▸ TRY IT
Without leaving anything out, print every line of the data.
====== RECORDS SUPPLIED
PR #321, opened 2024-02-16
fix: prosemirror select drag and drop

### LINKED ISSUE #311: Prosemirror select/drag and drop
When a text component is selected and the prosemirror editor is enabled, dragging the cursor to create a selection sometimes causes the parent component to be dragged instead.

This seems to mainly occur immediately after the prosemirror editor is enabled, and possibly after scrolling down the page.

https://github.com/samatechtw/pubstudio-builder/assets/550982/ecd1100a-6b29-4c84-9486-3be18fa14642

abemscac:
Close #311


sampullman:
Nice, thanks! It might be slightly annoying that we can no longer easily drag a prosemirror component, but I can't think of a good solution. I think dragging from the component tree is ok though, and maybe we can add a hotkey (like cmd/ctrl) that allows dragging text components later.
============
▸ REPLY TO THE TASK
PR #321, opened 2024-02-16
fix: prosemirror select drag and drop

### LINKED ISSUE #311: Prosemirror select/drag and drop
When a text component is selected and the prosemirror editor is enabled, dragging the cursor to create a selection sometimes causes the parent component to be dragged instead.

This seems to mainly occur immediately after the prosemirror editor is enabled, and possibly after scrolling down the page.

https://github.com/samatechtw/pubstudio-builder/assets/550982/ecd1100a-6b29-4c84-9486-3be18fa14642

abemscac:
Close #311


sampullman:
Nice, thanks! It might be slightly annoying that we can no longer easily drag a prosemirror component, but I can't think of a good solution. I think dragging from the component tree is ok though, and maybe we can add a hotkey (like cmd/ctrl) that allows dragging text components later.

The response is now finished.